Stored items
>>>

PR #69, opened 2026-05-27
Add enemy movement behaviour and location tracking table

### LINKED ISSUE #75: Init EnemyAI

51th08:
Is part of #30  but does not fully implement it (e.g. attacking is missing). However, I feel like this is a good point in time to merge this state with main.

Adds:
- Enemies move to player and avoid clumping together (repel each other a little bit)
- Location tracking table for fast entity lookup based on world coordinates.
- Wrapping of various stdout/err printing to make the terminal usable again. To enable the printing simply use `cmake -DLOG_STDOUT ...`. 

Known Issues (to be fixed in the future):
- Map is 2x bigger than grid coordinates and therefore loctation table. The table is designed to deal with that but the map should only be as big as the grid.
- Enemies can start "jittering" when surrounding the player due to little back and forth movements which changes sprites.


include/controller/persistence/serializer.hpp
RZacchia, line 1: cerr should always be printed and not only if log_stdout

src/controller/persistence/persistence_manager.cpp
RZacchia, line 1: cerr should always be printed

src/game/systems/enemy_ai.cpp
```diff
@@ -0,0 +1,54 @@
...
+#include "game/location_table.hpp"
+#include "view/sprite.hpp"
+#include <cmath>
+#include <iostream>
+
+namespace game {
+
+void EnemyAI::update(Registry &registry, LocationTable &locationTable)
+{
+    const auto players = registry.view<Velocity, PlayerTag>();
```
RZacchia: Target PlayerStat, not PlayerTag, since projectiles fired by the player also have playerTag, only PlayerStat is unique to the playablle character

src/game/systems/movement_system.cpp
RZacchia, line 1: I removed the log statement completely since i do not see any value in it anymore and really spams the console

RZacchia (changes requested):
I do not think that define is needed, if we just delete the movement update outputs (which i highly recommend) it is not needed, since the other messages are not as frequent and it really clutters the code for nearly nothing, since you can just start the game ./app > log.txt to get an even better effect.

src/game/systems/movement_system.cpp
51th08: Ok, removed #98bb01e @

51th08:
> I do not think that define is needed, if we just delete the movement update outputs (which i highly recommend) it is not needed, since the other messages are not as frequent and it really clutters the code for nearly nothing, since you can just start the game ./app > log.txt to get an even better effect.

I disagree. Redirecting simply moves the problem. Additionally, if I am interested in stdout ouput this doesn't solve anything - still have to cope with all the unnecessary log lines in log.txt.
For example, just run the roguelike_test_runner with some test failing - have fun scrolling arround and finding
the output of that failure.

In my opinion even stderr should not be required to print. That's a developer related thing. If it is meant for the user it should be done graphically. Normally you don't start GUI programs from terminal, the only place  stdout/err is directly available. You could redirect it to a system logger like systemd but thats also already far away from the concerns of a user. However, for selected logging output it would make sense to treat stderr output with a higher severity than just the stdout info of e.g. a new wave got created.

Every program I know that does some kind of logging has at least the possibility to silence it and often provides different levels of verbosity. So, if we want to have all this logging (cluttering stdout/err streams) controlling that with a simple if statement is not for nothing :)

And by the way, I would not ship a propper "release" binary with all that output, it's not good stlye! And I don't want to  go through the code, find every print statement and delete it just for a "release" version (and repeat that over and over again for every iteration...). Better start with proper logging hygiene now. If we don't want a dynamic logging option for the release build using preprocessor macros to completely remove the print statements along with any accompanying logic is the cleanest way.

include/controller/persistence/serializer.hpp
5tefan543: I agree that cerr should always be printed.

We never talked about logging. If we really want more control then I would use a logging library or implement a small logger. But do we actually need that?

I think using `#ifdef LOG_STDOUT` is a bit verbose. If we really want more control, then why not implement static `Logger::logError`, `Logger::logInfo`, `Logger::logWarn`, `Logger::logDebug` which internally use something like `#ifdef LOG_ERROR`

Or even simpler: Why not use a logging library and set the log level via `GameConfig`.

include/game/location_table.hpp
```diff
@@ -0,0 +1,36 @@
...
+#include "game/ecs/components/position.hpp"
+#include "game/ecs/entity.hpp"
+#include "game/ecs/registry.hpp"
+#include "utils/vector.hpp"
+#include <unordered_set>
+
+namespace game {
+
+// Lookup 2D Table for finding entities based on their location in the world grid with dimensions view::gridWidth X
+// view::gridHeight.
```
5tefan543: Maybe we should start to distinguish between a `ViewGrid` when using `ViewMode::FixedToScreen` and a `WorldGrid` when using `ViewMode::FixedToWorld`.

The `LocationTable` tracks entity positions and since entities can move beyond the fixed screen coordinates of `<gridWidth, gridHeight>`, it makes sense that the table size represents the entire world coordinates.

The current clamping in `getBucketIndices()` prevents invalid bucket access, but it does not really solve the issue if the world is larger than the table. In that case, entities outside the table area are clamped into the edge buckets, which means the spatial lookup becomes less accurate and those buckets may contain too many unrelated entities.

So I think the `LocationTable` should not be based on the visible view grid size, but on the actual world/map size.

include/ui/renderer.hpp
```diff
@@ -28,6 +29,7 @@ class Renderer {
     void renderViewElement(sf::RenderWindow &window, const view::ViewElement &element);
     void renderViewElements(sf::RenderWindow &window, const std::vector<view::ViewElement> &elements);
     sf::Color toSfColor(const view::Color &color);
+    void renderDebugContext(sf::RenderWindow &window);
```
5tefan543, line 32: Maybe move to own class `DebugRenderer` used only for rendering debug logic.

include/ui/ui.hpp
```diff
@@ -24,6 +24,7 @@ class UI {
     void setSfmlView(float cameraX, float cameraY);
     sf::FloatRect getLetterboxViewport() const;
     void renderView(sf::RenderWindow &window, const view::View &view);
+    void renderDebug(sf::RenderWindow &window);
```
5tefan543: not implemented -> remove

src/game/systems/enemy_ai.cpp
```diff
@@ -0,0 +1,54 @@
...
+    if (players.size() > 0) {
+        const auto player = players[0];
```
5tefan543: Use `player.front()` instead of direct indexing.

include/game/location_table.hpp
```diff
@@ -0,0 +1,36 @@
...
+    std::vector<std::tuple<Entity, Position>> getEntitiesInRange(const Vec2<float> position, const float radius,
+                                                                 const Registry &registry);
+    const std::vector<Entity> *cgetBucket(const unsigned buckIx, const unsigned buckIy) const
+    {
+        return bucketGrid_[buckIy * numBuckets.x + buckIx].get();
+    }
+    const std::vector<std::unique_ptr<std::vector<Entity>>> &cgetGrid() { return bucketGrid_; }
+
+  private:
+    std::vector<std::unique_ptr<std::vector<Entity>>> bucketGrid_;
```
5tefan543: I think we can replace `std::vector<std::unique_ptr<std::vector<Entity>>>`
with `std::vector<std::vector<Entity>>`.

The current version allocates each bucket vector separately on the heap and stores
only pointers to those buckets in the outer vector. This adds an extra level of
indirection and makes ownership more complicated without an obvious benefit here.

Since the bucket grid is initialized once and then accessed by index, we do not
need stable heap-allocated bucket objects. The outer vector can simply store the
bucket vectors directly.

include/game/location_table.hpp
```diff
@@ -0,0 +1,36 @@
...
+
+    LocationTable(const Vec2<unsigned> numBuckets);
+    void update(const Registry &registry);
+    std::unordered_set<Entity> getEntitiesNear(const Vec2<float> position, const float radius);
+    std::vector<std::tuple<Entity, Position>> getEntitiesInRange(const Vec2<float> position, const float radius,
+                                                                 const Registry &registry);
+    const std::vector<Entity> *cgetBucket(const unsigned buckIx, const unsigned buckIy) const
+    {
+        return bucketGrid_[buckIy * numBuckets.x + buckIx].get();
+    }
```
5tefan543: move implementation to cpp

include/game/location_table.hpp
```diff
@@ -0,0 +1,36 @@
...
+    const std::vector<std::unique_ptr<std::vector<Entity>>> &cgetGrid() { return bucketGrid_; }
+
+  private:
+    std::vector<std::unique_ptr<std::vector<Entity>>> bucketGrid_;
+    std::vector<Entity> *getBucket(const unsigned buckIx, const unsigned buckIy)
+    {
+        return bucketGrid_[buckIy * numBuckets.x + buckIx].get();
+    }
```
5tefan543: move implementation to cpp

src/game/systems/input_system.cpp
```diff
@@ -1,7 +1,9 @@
 #include "game/ecs/systems/input_system.hpp"
+#include "game/ecs/components/enemy_tag.hpp"
 #include "game/ecs/components/player_tag.hpp"
 #include "game/ecs/components/stats.hpp"
 #include "game/ecs/components/velocity.hpp"
+#include <cmath>
```
5tefan543: Is this include needed?

5tefan543 (changes requested):

src/game/systems/enemy_ai.cpp
51th08: Done 36f43c33261ef04aede923a9c7e4186d29e053d7

include/controller/persistence/serializer.hpp
51th08: Well adding another library or implementing one seems not as simple as #define for me.

Do we actually need all the non-cerr prints? I think they are responsible for most of the output.

src/game/systems/input_system.cpp
51th08: Nope. Fixed with 43f10537def4bb8937dc1c70eebcfc93b13afc2f

include/game/location_table.hpp
51th08: My intention was to inline it (which it has to be when defined in the struct afaik). It is called non-stop for every update() and the body's logic is perfectly suited for inlining.

include/game/location_table.hpp
51th08: Same as for getbucket()

src/game/systems/enemy_ai.cpp
51th08: Why? Length is checked  directly before it.

include/ui/ui.hpp
51th08: Done: da2e910ed670fd826445748f58942a948a18b713

include/game/location_table.hpp
51th08: Just use the map size then? That would be the easiest fix.

include/game/location_table.hpp
51th08: Tahnks, good catch. That's actually a remnant of some messing around. Fixed with 275c65e756e823b03c1a46c91b48c582103d62ff

include/controller/persistence/serializer.hpp
51th08: Oookey, I implemented a simple logging system: 3affecd8061d5aea436434b9b437113eecdaa78d

It allows to adjust the level and color usage with environment variables `ROUGL_LOG_LEVEL=[Silent,Error,Warning,Info,Debug]` and `ROUGL_LOG_COLOR=[On,Off]`.
This applies of course to both, the app and test_runner.

I guess that's okey for everyone and mark this resolved. If not, tell me to revisit it.

include/ui/renderer.hpp
51th08: Hmm is that really necessary? `renderDebugLocationTable()` uses `toSfFont()` which would have to be
moved into a TR shared by Renderer and DebugRenderer. It's all for just one method.

include/game/location_table.hpp
5tefan543: I meant more like refactoring the current `grid.hpp` to e.g.

```cpp
namespace view {

const float worldWidth = 3840;
const float worldHeight = 2160;

const float screenWidth = 1920;
const float screenHeight = 1080;

} // namespace view
```

and then also use `worldWidth` and `worldHeight` for initializing the map component and in the `LocationTable`.

src/game/systems/enemy_ai.cpp
5tefan543: Yes, the bounds check makes `players[0]` safe here. My point was more about readability and intent than correctness.

Since we only care about “the first player”, I think `players.front()` expresses that better than indexing with 0. I would also slightly prefer an early return to avoid nesting:

```cpp
const auto players = registry.view<Velocity, PlayerTag>();

if (players.empty()) {
    return;
}

const auto player = players.front();
```

include/game/location_table.hpp
5tefan543: Fair point. :D

My main reason was more about readability. I generally like headers where the class definition mainly shows the interface without implementation details, because I find them cleaner and easier to scan.

Would this be a good compromise?

```cpp
struct LocationTable {
    // ...

    const std::vector<Entity> &cgetBucket(unsigned buckIx, unsigned buckIy) const;
    const std::vector<std::vector<Entity>> &cgetGrid() const;

private:
    std::vector<Entity> &getBucket(unsigned buckIx, unsigned buckIy);
};
```

And then still in the header, but below the struct:

```cpp
inline const std::vector<Entity> &LocationTable::cgetBucket(
    unsigned buckIx,
    unsigned buckIy
) const
{
    return bucketGrid_[buckIy * numBuckets.x + buckIx];
}

inline const std::vector<std::vector<Entity>> &LocationTable::cgetGrid() const
{
    return bucketGrid_;
}

inline std::vector<Entity> &LocationTable::getBucket(
    unsigned buckIx,
    unsigned buckIy
)
{
    return bucketGrid_[buckIy * numBuckets.x + buckIx];
}
```

5tefan543: Also, I think it would make sense to make `LocationTable` a class instead of a struct. It has private internal state and behavior.

include/logging/log.hpp
```diff
@@ -0,0 +1,14 @@
+#pragma once
+#include <string>
+
+namespace logger {
+
+// Enum order is important for level hirachy comparison. Higher verbosity (higher enum value) includes all lower
```
5tefan543: typo `hierarchy`

src/game/systems/enemy_ai.cpp
```diff
@@ -0,0 +1,52 @@
...
+        for (auto enemy : registry.view<Velocity, view::Sprite, Position, EnemyTag, EnemyStats>()) {
+            // EnemyTag &enemyTag = registry.getComponent<EnemyTag>(enemy);
+            Velocity &velocity = registry.getComponent<Velocity>(enemy);
+            Position &enemyPos = registry.getComponent<Position>(enemy);
+            EnemyStats &enemyStats = registry.getComponent<EnemyStats>(enemy);
+            Vec2 posE{enemyPos.x, enemyPos.y};
+
+            // Set movement direction exactly towards player
+            Vec2 v = posP - posE;
+            auto playerDist = v.length();
```
5tefan543: unused variable

src/game/game.cpp
```diff
@@ -10,13 +11,13 @@
...
 #include "game/ecs/components/velocity.hpp"
+#include "logging/log.hpp"
 #include "view/sprite.hpp"
-#include <iostream>
 #include <view/text.hpp>
 
 namespace game {
 
-Game::Game(int wave)
+Game::Game(int wave) : locationTable_({40, 40}) // 1920/40 = 48 buckets; 1080/40 = 27 buckets
```
5tefan543: Use a named constant instead of `{40, 40}`. It makes the intent clearer and avoids unexplained magic numbers in the constructor.

src/logging/log.cpp
```diff
@@ -0,0 +1,72 @@
...
+
+namespace logger {
+
+struct LogSettings {
+    Level level = ERROR;
+    bool useColor = true;
+
+    LogSettings()
+    {
+        if (const char *envLevl = std::getenv("ROUGL_LOG_LEVEL")) {
```
5tefan543, line 14: I think the log level should come from `GameConfig::logLevel` instead of environment variables. Then we can also use enums and don't need to parse from strings.

What do you think of this version: #70

src/ui/renderer.cpp
```diff
@@ -134,4 +134,40 @@ void Renderer::renderElement(sf::RenderWindow &window, const view::Sprite &sprit
     }
 }
 
+void Renderer::renderDebugLocationTable(sf::RenderWindow &window)
+{
+    auto &context = controller::DebugContext::get();
+    if (!context.gameSettings.showLocationTable) {
+        return;
+    }
+    game::LocationTable &lt = context.gameSession->locationTable;
```
5tefan543, line 143: You should check whether `gameSession != nullptr` otherwise, the app crashes when the player dies while `DebugUI` is enabled.

CMakeLists.txt
```diff
@@ -25,6 +25,18 @@ find_package(ImGui-SFML CONFIG REQUIRED)
 
 find_package(glaze CONFIG REQUIRED)
 
+IF (DEFINED LOG_STDOUT)
+    add_compile_definitions(LOG_STDOUT)
+ENDIF()
```
5tefan543: Do we still need that?

5tefan543 (changes requested):

include/ui/renderer.hpp
5tefan543: Yes, I agree. For only one method it is probably not worth introducing a separate `DebugRenderer` and moving shared helpers around.

I would keep it in `Renderer` for now, but if the debug-related rendering grows, I would move it into its own class later to keep the normal rendering logic separated from debug-only visualization.

51th08: :+1:

src/logging/log.cpp
51th08: It's reasonable to provide a config option although I'm not sure if it's really necessary if we have a good default level. Currently, nothing that interacts with the logger drags anymore dependencies (e.g. Persistence chain) with it, which I think is a good thing. Since the logging level is "global" the PersitanceManager could simply set the level with your `void configure(LogSettings newSettings)` in #70 .

However, I'd like to keep the env. option. It's much more flexible and allows for quick changes ( no need to fight with config files which might not even be available)  and - importantly - applies to the test runner as well. It keeps the logging functionality independent of config/persistence.

Regarding enums I'm not sure I follow you. The log level is implemented as an enum. This little bit of parsing is necessary - I'm not aware of an alternative.

src/game/systems/enemy_ai.cpp
51th08: Done 3c0085a7328fe319d2c7dbdc8aeaa2c63578b55b

src/game/systems/enemy_ai.cpp
51th08: Done 3c0085a7328fe319d2c7dbdc8aeaa2c63578b55b

include/game/location_table.hpp
51th08: Done 66c7fa6

include/logging/log.hpp
51th08: 13c756a

src/ui/renderer.cpp
51th08: Done 6d8f710

CMakeLists.txt
51th08: Ah, nope 9489b24

src/game/game.cpp
51th08: Better? 36af600

src/logging/log.cpp
5tefan543: Yes, I see the initialization-order issue. We do not know `GameConfig::logLevel` until the config has been loaded, and loading/parsing the config may already use the logger.

But I handled that in #70 with a default logger configuration during early startup. In #70, the logger starts with `ERROR` by default, and after `GameConfig` has been loaded successfully, we call `logger::configure(...)` with the configured log level.

Also, if `GameConfig` is not available, the app will not work properly anyway, because many other settings depend on it. So for the actual application runtime, I think it makes sense to treat `GameConfig` as the main source of truth for the log level.

I personally prefer using GameConfig over relying mainly on environment variables, because env vars require the user/developer to configure something outside the application. For normal game behavior, the log level feels like part of the game configuration. Also, changing the log level is not necessarily only a developer concern. In general it can also be useful for users, for example when they want to provide more detailed logs for debugging or bug reports.

---

Regarding the enum point: I meant that if the log level comes from `GameConfig`, the application can work with `logger::LogLevel` directly after loading the config.

With Glaze, we also do not necessarily need a manual string-to-enum parser for the config, because the enum can be stored as its underlying integer value in JSON. Then `GameConfig::logLevel` is deserialized directly as the enum value.

If we want the JSON to contain readable strings like `"Debug"` or `"Info"` instead of integers, then we would need a Glaze enum mapping. But that mapping would belong to the serialization/config layer, not to the logger itself.

51th08: ` JSON to contain readable strings like "Debug" or "Info" instead of integers` I'd prefer that. It's annoying to look up what number corresponds to which level and gets more and more confusing if more intermediate levels are added later.

`Also, if GameConfig is not available, the app will not work properly anyway` My primary concern is to modify the log level during development and testing, not for the finished game. For development/testing/debugging you can have portions that do log and are (maybe temporarily) set up to work without GameConfig.

That the env. variable is not "really" a user interface is ok (actually, only for windows and mac? since it's normal for linux) but what does specifically stand against keeping the env interface (with higher/overwrite priority than the config) for us developers? I don't mind if you want to add a config option.

I just want a quick and easy way to adjust the log level for both the game and test runner to isolate the output I require. A config is not suitable for that.

In our case logging is actually only a debug tool. Anything important to the user should be done graphically (in this case stdout/err is as much an interface as env. variables). As soon as the user wants to provide debugging logs for bug reporting he is outside the intended user experience. It is therefore even fitting to configure something "outside the application".

include/game/location_table.hpp
51th08: Do we want to add this second `world` definition? Some dependencies would have to be adjusted:
- The map sprite size has to be forced to be this size (or shall we allow bigger sizes?)
- The world hitbox has to conform to the `world` size. Not sure what @RZacchia planned for the world hitbox. At least for enemiy/player sprites he wanted to automatically fit it to a non-transparent pixel-based sub-recangle, afaik.

As an alternative, we could make the overall table size into a constructor argument. The game
could then initiate the map and pass its size to the table's constructor when initiating it. I might even like this approach more since the table gets rid of this last "environment" state and becomes a completely modular unit.

5tefan543: I mean the world coordinates are actually the map coordinates. So for me it would make sense that the map sprite size conforms to the world size, or at least that the world/map size is the source of truth for systems that work in world coordinates.

But I agree with your ctor idea. It would probably be best if the `LocationTable` itself does not define or fetch the table size from some global/view state. Instead, the size should be decided when creating it.

src/logging/log.cpp
5tefan543: Okay, I agree that readable strings in the JSON are better than storing the enum as an integer.

Keeping the env variable as a developer/test override is fine for me.

include/game/location_table.hpp
51th08: What to you think of 32b1d2a?

src/logging/log.cpp
51th08: Alright. Do you want to add the config option?
Should we merge this branch before that?

include/game/location_table.hpp
5tefan543: I don't think creating a dummy `LocationTable` with

```cpp
Game::Game(int wave) : locationTable_({0, 0}, {0, 0})
```

and then manually destroying and reconstructing it with `std::destroy_at` / `std::construct_at` is a good way to solve this. It introduces manual lifetime management for a normal member object, even though we can construct it correctly once.

What do you think about moving the required values into `GameConfig` and initializing the `LocationTable` directly from there?

```cpp
class Game {
  private:
    Registry registry_;
    controller::GameConfig config_;
    LocationTable locationTable_;
    GameDebugSession debugSession_{registry_, locationTable_};
    ...
};
```

```cpp
struct GameConfig {
    Vec2<unsigned> locTabNumBuckets = {20, 20};
    Vec2<float> mapSize = {1920.0f * 2.0f, 1080.0f * 2.0f};
    ...
};
```

```cpp
Game::Game(int wave)
    : config_(controller::PersistenceManager::getConfig()),
      locationTable_(config_.locTabNumBuckets, config_.mapSize)
{
    initMap();
    initCamera();
    initPlayer();
    initWave(wave);
}
```

As far as I understand, class members are initialized in the order in which they are declared in the class, not in the order in which they appear in the constructor initializer list. That's why I changed the member order so that `config_` is initialized before `locationTable_`.

src/logging/log.cpp
5tefan543: Yes I can add that to the logger but maybe in another Issue?

5tefan543: #72

5tefan543 (changes requested):
Don't forget the tests

51th08:
> Don't forget the tests

Vec2 tests or did you mean something else?

include/game/location_table.hpp
51th08: True, it's kind of a hack. Better: 2968c6f ?

5tefan543: Looks good now! But can you also update the `game-config.json` to include the new properties and maybe remove the default values from the `GameConfig` struct.

include/game/game.hpp
```diff
@@ -8,25 +8,30 @@
...
+#include "game/location_table.hpp"
 #include "view/view.hpp"
 
 namespace game {
 
 class Game {
   private:
     Registry registry_;
-    GameDebugSession debugSession_{registry_};
+    const Vec2<unsigned> locTabNumBuckets = {20, 20};
```
5tefan543: This should no longer be necessary, since it is now stored in `GameConfig`, right?

include/controller/persistence/config_game.hpp
```diff
@@ -25,6 +26,8 @@ struct GameConfig {
     int maxEnemyCount;
     WindowConfig windowConfig;
     AssetConfig assetConfig;
+    Vec2<unsigned> locTabNumBuckets = {20, 20};
+    Vec2<float> mapSize = {1920.0f * 2.0f, 1080.0f * 2.0f};
```
5tefan543: Maybe remove default values and add properties to `game-config.json` file. We don't use default values for any other property.

src/game/game.cpp
```diff
@@ -10,13 +11,15 @@
...
-#include <iostream>
+#include <format>
 #include <view/text.hpp>
 
 namespace game {
 
 Game::Game(int wave)
+    : config_(controller::PersistenceManager::getConfig()), locationTable_(config_.locTabNumBuckets, config_.mapSize)
 {
     config_ = controller::PersistenceManager::getConfig();
```
5tefan543: I think this is redundant now, since `config_` is already initialized in the constructor initializer list.

5tefan543 (changes requested):
Regarding tests, I meant that we could also consider adding tests for the logger and the enemy AI system, since the [Codecov PR](https://app.codecov.io/gh/5tefan543/uibk_cpp_project/pull/69?src=pr&el=tree&utm_medium=referral&utm_source=github&utm_content=comment&utm_campaign=pr+comments&utm_term=Stefan+Rupert+Walter+Wagner#diff-c3JjL2xvZ2dpbmcvbG9nLmNwcA==) coverage report shows 27 missed lines for the logger and 6 missed lines for the enemy AI system.

src/game/game.cpp
51th08: Done 4df05ad

include/game/game.hpp
51th08: Yes, removed 4df05ad

include/controller/persistence/config_game.hpp
51th08: Done fd965a5

include/game/location_table.hpp
51th08: Done fd965a5df62283720a958d22b1c68f07f3ededd3

src/game/systems/enemy_ai_system.cpp
```diff
@@ -0,0 +1,77 @@
...
+        Vec2 posE{px, py};
+
+        // Set movement direction exactly towards player
+        Vec2 v = posP - posE;
+
+        // TODO: add player attack:
+        // if (v.length() < 30) {attack_player();}
+
+        // Prevent shooting over target (player) position
+        if (v.length() < 5) {
```
5tefan543: Could you add a named constant for 5 at the top of the file? That would make the meaning of this threshold clearer and avoid the magic number here.

src/game/systems/enemy_ai_system.cpp
```diff
@@ -0,0 +1,77 @@
...
+            vx = 0; // TODO: into Vec2
+            vy = 0; // TODO: into Vec2
+            continue;
+        }
+
+        // Calc. repelling force between enemies
+        auto enemiesInRange = locationTable.getEntitiesInRange(posE, 50, registry);
```
5tefan543: Could we replace 50 with a named constant?

src/game/systems/enemy_ai_system.cpp
```diff
@@ -0,0 +1,77 @@
...
+        Vec2<float> repelOffset = {0, 0};
+        for (auto [e, position] : enemiesInRange) {
+            if (e == enemy) {
+                continue;
+            }
+            const auto p = Vec2{position.x, position.y}; // TODO: into Vec2
+            const auto pToOther = (posE - p);
+            repelOffset += pToOther / (std::pow(pToOther.length(), 1.5)); // increase repelling with proximity
```
5tefan543: Could we replace 1.5 with a named constant?

src/game/systems/enemy_ai_system.cpp
```diff
@@ -0,0 +1,77 @@
...
+        v *= enemyStats.moveSpeed;
+
+        // Enforce enemy speed limit if repelling force would boost it over max
+        auto l = std::min(v.length(), enemyStats.moveSpeed);
+
+        // Prevents jittery movement in enemy heaps by
+        // - decreasing speed inverse propotional to max speed
+        // - and stopping movement below a certaing percentage
+        l *= std::pow(l / enemyStats.moveSpeed, 2);
+        if (l / enemyStats.moveSpeed < 0.02) {
```
5tefan543: Could we replace 0.02 with a named constant?

src/game/systems/enemy_ai_system.cpp
5tefan543: Should we guard against `pToOther.length()` being zero or very small here? Two enemies could still occupy the same position, which would make the repel calculation unstable.

src/game/systems/enemy_ai_system.cpp
```diff
@@ -0,0 +1,77 @@
...
+        v += repelOffset;
+        v *= enemyStats.moveSpeed;
+
+        // Enforce enemy speed limit if repelling force would boost it over max
+        auto l = std::min(v.length(), enemyStats.moveSpeed);
+
+        // Prevents jittery movement in enemy heaps by
+        // - decreasing speed inverse propotional to max speed
+        // - and stopping movement below a certaing percentage
+        l *= std::pow(l / enemyStats.moveSpeed, 2);
```
5tefan543, line 75: Should we handle the case where `enemyStats.moveSpeed` is near 0 before dividing by it? Even if it should not happen, a guard would make this more robust.

src/game/systems/enemy_ai_system.cpp
```diff
@@ -0,0 +1,77 @@
...
+        if (l / enemyStats.moveSpeed < 0.02) {
+            vx = 0; // TODO: into Vec2
+            vy = 0; // TODO: into Vec2
+            continue;
+        }
+        v.setLenght(l);
```
5tefan543: Small typo: should this be `setLength` instead of `setLenght`?

tests/game/location_table_test.cpp
```diff
@@ -0,0 +1,251 @@
...
+//         for (size_t i = 0; i < ltSpy.getNumBuckW(); i++) {
+//             std::cout << "(" << l << ", " << i << "): ";
+//             for (auto e : *ltSpy.getBucket(i, l)) {
+//                 std::cout << e << " ";
+//             }
+//             std::cout << std::endl;
+//         }
+//     }
+//     fflush(stdout);
+// }
```
5tefan543: Are these old / outdated comments? Would it make sense to remove them?

tests/game/location_table_test.cpp
```diff
@@ -0,0 +1,251 @@
...
+#include "game/ecs/components/velocity.hpp"
+#include "game/location_table.hpp"
+#include "view/grid.hpp"
+
+#include "view/sprite.hpp"
+#include <SFML/Graphics/Rect.hpp>
+
+#include <algorithm>
+#include <catch2/catch_test_macros.hpp>
+#include <cmath>
```
5tefan543, line 10: Could you check which includes are needed. I don't think `#include <SFML/Graphics/Rect.hpp>` is needed.

5tefan543 (changes requested):

src/game/systems/enemy_ai_system.cpp
51th08: Oh do you mean unstable -> `repelOffset +=  0 / 0` ?

5tefan543: Yes exactly. Or also `some_number / 0` or `some_number / 0.00001`

src/game/systems/enemy_ai_system.cpp
51th08: b44b230

src/game/systems/enemy_ai_system.cpp
51th08: b44b230

src/game/systems/enemy_ai_system.cpp
51th08: b44b230

src/game/systems/enemy_ai_system.cpp
51th08: b44b230

src/game/systems/enemy_ai_system.cpp
51th08: b44b230

src/game/systems/enemy_ai_system.cpp
51th08: b44b230

src/game/systems/enemy_ai_system.cpp
51th08: b44b230

tests/game/location_table_test.cpp
51th08: b44b230

tests/game/location_table_test.cpp
51th08: b44b230

5tefan543 (approved):

RZacchia (approved):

<<<

AIM OF THE EXERCISE: Print only these lines, please. They run from the start of the entries above to the line containing "- Enemies move", both ends included, and must match exactly.

RESPONSE BOX:
PR #69, opened 2026-05-27
Add enemy movement behaviour and location tracking table

### LINKED ISSUE #75: Init EnemyAI

51th08:
Is part of #30  but does not fully implement it (e.g. attacking is missing). However, I feel like this is a good point in time to merge this state with main.

Adds:
- Enemies move to player and avoid clumping together (repel each other a little bit)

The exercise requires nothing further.